Data extract section start
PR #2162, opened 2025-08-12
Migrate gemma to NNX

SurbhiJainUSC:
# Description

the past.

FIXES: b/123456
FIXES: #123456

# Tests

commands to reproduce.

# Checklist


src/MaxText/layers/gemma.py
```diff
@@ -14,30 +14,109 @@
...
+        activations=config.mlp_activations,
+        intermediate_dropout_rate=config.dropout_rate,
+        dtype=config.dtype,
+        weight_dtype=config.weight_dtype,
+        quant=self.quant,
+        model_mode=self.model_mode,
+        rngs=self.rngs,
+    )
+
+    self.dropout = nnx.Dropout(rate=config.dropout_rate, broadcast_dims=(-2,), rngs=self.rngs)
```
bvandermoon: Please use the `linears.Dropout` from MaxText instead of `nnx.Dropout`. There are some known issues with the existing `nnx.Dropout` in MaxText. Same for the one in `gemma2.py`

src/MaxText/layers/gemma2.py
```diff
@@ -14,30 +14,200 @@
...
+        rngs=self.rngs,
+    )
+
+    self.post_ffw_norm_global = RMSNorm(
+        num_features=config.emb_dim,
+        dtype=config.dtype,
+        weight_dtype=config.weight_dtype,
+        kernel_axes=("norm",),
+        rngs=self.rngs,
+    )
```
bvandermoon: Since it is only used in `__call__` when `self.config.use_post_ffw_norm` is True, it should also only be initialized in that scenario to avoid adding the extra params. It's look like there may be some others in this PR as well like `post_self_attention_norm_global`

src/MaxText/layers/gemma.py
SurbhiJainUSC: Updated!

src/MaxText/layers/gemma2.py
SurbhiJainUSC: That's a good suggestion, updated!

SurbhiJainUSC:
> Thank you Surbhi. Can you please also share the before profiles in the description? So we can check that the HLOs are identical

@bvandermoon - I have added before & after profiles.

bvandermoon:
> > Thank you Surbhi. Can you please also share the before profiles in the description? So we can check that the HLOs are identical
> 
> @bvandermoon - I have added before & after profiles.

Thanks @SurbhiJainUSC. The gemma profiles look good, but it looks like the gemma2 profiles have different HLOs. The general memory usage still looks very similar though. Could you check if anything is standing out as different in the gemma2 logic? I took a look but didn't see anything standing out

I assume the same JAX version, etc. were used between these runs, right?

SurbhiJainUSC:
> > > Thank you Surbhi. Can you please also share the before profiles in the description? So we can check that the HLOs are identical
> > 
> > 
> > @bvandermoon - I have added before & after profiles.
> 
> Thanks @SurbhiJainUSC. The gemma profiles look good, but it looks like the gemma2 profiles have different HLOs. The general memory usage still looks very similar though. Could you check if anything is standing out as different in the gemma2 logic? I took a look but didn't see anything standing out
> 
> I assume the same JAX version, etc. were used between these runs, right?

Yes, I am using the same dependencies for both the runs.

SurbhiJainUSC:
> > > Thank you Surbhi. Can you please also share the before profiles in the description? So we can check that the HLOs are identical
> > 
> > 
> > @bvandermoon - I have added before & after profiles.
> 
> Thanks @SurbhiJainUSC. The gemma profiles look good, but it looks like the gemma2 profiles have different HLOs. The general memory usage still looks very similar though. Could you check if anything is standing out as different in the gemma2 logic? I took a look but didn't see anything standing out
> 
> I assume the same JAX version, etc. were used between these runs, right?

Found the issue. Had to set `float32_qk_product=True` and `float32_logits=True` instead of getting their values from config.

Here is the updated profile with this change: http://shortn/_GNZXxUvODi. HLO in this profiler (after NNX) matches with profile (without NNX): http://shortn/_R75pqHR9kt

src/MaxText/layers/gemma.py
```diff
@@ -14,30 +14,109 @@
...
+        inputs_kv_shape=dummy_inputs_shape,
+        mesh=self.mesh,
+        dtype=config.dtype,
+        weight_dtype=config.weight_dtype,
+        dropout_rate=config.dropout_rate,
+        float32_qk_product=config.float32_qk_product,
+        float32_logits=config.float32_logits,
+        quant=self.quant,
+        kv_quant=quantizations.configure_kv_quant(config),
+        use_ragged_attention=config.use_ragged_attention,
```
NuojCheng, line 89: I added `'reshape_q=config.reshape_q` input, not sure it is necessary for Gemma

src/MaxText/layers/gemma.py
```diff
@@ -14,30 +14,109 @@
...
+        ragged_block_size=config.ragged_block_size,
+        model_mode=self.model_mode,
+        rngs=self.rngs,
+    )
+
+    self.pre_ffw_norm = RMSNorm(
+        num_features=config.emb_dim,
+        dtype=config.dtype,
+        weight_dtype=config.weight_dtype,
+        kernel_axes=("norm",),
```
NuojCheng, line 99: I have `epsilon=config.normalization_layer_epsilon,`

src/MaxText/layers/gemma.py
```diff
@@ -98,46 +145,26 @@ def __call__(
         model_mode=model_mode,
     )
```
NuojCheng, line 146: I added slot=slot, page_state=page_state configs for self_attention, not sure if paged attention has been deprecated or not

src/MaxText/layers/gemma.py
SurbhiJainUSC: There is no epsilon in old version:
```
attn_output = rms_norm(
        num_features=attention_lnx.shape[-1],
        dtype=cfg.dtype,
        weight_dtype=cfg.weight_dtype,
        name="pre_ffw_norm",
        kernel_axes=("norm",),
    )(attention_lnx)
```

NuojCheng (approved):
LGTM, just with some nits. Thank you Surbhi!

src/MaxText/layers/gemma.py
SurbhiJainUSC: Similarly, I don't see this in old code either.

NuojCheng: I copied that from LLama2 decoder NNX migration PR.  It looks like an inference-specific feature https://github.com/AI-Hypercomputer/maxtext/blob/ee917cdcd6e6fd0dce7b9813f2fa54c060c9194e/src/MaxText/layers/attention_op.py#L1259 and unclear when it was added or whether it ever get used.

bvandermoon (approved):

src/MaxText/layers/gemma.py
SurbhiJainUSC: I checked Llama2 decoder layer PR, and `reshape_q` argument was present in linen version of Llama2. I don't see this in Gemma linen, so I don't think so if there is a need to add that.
Data extract section end
Data extract section start
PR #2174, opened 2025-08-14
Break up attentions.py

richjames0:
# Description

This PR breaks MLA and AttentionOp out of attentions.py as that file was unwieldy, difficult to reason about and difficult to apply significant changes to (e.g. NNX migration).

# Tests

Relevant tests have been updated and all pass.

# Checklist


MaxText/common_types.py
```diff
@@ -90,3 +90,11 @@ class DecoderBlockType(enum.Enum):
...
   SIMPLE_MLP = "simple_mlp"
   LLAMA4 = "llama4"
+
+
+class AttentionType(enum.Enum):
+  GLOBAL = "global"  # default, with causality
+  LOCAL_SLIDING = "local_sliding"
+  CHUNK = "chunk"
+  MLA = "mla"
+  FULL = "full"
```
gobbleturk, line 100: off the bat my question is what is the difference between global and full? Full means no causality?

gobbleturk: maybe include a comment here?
Data extract section end
Data extract section start
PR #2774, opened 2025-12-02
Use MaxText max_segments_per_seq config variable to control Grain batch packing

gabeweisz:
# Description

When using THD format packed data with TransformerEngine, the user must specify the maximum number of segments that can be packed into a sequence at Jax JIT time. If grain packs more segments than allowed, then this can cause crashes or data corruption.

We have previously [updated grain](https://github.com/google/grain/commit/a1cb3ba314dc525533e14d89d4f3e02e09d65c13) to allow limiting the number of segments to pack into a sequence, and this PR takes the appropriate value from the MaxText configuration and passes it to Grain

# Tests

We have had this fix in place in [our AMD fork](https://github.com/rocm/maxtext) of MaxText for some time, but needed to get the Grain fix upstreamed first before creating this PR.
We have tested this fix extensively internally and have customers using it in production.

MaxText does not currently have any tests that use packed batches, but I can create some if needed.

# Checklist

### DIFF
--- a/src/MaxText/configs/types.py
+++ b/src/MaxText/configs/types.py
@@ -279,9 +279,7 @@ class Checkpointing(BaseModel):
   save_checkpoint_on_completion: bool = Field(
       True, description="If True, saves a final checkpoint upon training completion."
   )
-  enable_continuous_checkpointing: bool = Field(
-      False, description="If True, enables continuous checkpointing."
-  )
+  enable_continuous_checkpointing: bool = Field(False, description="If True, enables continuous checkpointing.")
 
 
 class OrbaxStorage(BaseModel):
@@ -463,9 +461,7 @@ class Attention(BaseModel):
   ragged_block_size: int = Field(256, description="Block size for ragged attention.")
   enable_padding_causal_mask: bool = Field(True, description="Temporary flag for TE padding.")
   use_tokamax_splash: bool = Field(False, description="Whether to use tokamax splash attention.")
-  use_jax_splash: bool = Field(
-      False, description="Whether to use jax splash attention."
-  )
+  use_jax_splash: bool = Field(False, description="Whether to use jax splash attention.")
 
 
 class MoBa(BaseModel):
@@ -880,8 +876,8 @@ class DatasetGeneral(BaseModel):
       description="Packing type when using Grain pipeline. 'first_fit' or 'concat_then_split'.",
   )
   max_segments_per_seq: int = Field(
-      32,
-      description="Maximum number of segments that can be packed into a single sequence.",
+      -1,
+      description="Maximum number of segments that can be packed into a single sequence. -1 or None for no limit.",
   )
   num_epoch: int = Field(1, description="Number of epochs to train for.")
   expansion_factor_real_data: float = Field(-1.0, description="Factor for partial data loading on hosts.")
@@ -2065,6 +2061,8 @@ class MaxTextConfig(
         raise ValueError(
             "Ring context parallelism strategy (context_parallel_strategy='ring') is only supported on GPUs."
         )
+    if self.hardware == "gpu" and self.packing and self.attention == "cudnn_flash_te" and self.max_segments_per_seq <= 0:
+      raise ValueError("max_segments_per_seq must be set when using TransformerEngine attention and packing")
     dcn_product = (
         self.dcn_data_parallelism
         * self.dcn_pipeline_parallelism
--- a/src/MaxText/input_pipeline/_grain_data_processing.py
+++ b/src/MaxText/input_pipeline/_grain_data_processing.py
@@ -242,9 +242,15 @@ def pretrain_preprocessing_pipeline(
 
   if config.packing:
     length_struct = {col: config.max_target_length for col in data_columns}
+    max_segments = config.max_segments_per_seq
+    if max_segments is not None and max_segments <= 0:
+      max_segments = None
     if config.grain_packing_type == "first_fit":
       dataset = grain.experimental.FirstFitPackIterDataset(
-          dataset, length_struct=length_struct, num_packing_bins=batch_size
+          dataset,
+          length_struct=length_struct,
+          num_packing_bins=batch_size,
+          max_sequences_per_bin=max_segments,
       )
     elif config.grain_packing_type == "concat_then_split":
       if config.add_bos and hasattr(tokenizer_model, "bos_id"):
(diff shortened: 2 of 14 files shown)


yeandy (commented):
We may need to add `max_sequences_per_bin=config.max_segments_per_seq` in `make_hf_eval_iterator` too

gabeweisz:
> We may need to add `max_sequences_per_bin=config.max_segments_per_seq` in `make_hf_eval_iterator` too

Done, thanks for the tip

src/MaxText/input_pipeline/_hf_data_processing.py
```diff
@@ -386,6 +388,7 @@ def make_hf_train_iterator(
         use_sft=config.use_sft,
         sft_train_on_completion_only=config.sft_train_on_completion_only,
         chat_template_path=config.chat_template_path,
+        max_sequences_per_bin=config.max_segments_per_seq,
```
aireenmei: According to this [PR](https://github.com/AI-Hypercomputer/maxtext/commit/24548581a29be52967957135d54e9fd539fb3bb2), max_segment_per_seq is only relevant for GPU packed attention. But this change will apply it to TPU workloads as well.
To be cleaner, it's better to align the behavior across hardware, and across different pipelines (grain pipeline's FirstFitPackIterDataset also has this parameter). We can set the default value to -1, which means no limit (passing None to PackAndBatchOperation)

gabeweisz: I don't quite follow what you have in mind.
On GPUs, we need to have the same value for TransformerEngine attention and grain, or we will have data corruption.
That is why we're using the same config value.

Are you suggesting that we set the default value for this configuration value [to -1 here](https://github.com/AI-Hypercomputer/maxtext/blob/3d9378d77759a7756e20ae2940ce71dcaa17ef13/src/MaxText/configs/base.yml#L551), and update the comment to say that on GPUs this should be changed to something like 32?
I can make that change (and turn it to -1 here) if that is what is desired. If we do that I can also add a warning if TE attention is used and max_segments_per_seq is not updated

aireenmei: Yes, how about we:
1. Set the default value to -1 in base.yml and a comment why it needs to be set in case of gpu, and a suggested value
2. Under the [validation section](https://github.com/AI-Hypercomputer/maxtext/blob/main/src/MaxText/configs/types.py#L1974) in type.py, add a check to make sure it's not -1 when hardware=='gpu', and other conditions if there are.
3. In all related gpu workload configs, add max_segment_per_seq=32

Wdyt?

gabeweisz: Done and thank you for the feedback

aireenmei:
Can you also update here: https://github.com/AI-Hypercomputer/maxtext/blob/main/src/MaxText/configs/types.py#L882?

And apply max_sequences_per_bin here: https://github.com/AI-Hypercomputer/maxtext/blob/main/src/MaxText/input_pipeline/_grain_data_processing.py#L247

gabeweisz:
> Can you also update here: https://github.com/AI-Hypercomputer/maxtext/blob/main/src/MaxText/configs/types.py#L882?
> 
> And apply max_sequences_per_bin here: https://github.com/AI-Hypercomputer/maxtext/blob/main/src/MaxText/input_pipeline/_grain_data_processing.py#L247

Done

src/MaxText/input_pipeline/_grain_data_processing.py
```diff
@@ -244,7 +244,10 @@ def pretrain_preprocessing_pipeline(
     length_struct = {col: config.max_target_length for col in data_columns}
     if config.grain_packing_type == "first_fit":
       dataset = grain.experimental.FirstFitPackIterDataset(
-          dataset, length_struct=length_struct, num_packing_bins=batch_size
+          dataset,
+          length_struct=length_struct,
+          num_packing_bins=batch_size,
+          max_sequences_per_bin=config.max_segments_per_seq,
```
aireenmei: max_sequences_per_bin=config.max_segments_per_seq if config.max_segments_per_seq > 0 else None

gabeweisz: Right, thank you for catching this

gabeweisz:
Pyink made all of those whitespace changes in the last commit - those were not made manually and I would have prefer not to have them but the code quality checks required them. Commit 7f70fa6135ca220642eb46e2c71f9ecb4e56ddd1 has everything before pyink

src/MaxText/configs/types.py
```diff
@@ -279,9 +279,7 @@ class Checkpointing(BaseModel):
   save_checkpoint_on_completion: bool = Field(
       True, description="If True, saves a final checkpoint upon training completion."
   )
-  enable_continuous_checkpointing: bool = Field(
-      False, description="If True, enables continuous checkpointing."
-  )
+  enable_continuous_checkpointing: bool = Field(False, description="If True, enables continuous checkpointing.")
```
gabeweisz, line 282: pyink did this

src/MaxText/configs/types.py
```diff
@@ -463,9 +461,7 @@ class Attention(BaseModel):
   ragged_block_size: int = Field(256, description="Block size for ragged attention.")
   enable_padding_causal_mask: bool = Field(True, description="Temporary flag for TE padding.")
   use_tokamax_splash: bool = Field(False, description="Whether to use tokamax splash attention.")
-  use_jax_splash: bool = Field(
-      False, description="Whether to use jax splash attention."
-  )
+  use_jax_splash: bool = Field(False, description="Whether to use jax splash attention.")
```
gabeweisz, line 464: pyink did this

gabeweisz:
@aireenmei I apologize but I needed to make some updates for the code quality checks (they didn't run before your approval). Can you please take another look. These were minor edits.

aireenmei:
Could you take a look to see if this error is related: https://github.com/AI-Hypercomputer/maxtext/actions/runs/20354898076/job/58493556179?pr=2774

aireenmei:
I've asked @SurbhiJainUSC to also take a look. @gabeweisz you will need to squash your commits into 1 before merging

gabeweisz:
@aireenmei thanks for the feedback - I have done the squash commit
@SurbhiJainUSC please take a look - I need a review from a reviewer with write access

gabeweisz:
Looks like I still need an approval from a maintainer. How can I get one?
Data extract section end
* [Problem details] From the material above, set down exactly the lines between the line holding "gobbleturk, line 100: off" and the line holding "gobbleturk: maybe include a comment here?", inclusive. Include nothing else.

* [Answer to this task]
gobbleturk, line 100: off the bat my question is what is the difference between global and full? Full means no causality?

gobbleturk: maybe include a comment here?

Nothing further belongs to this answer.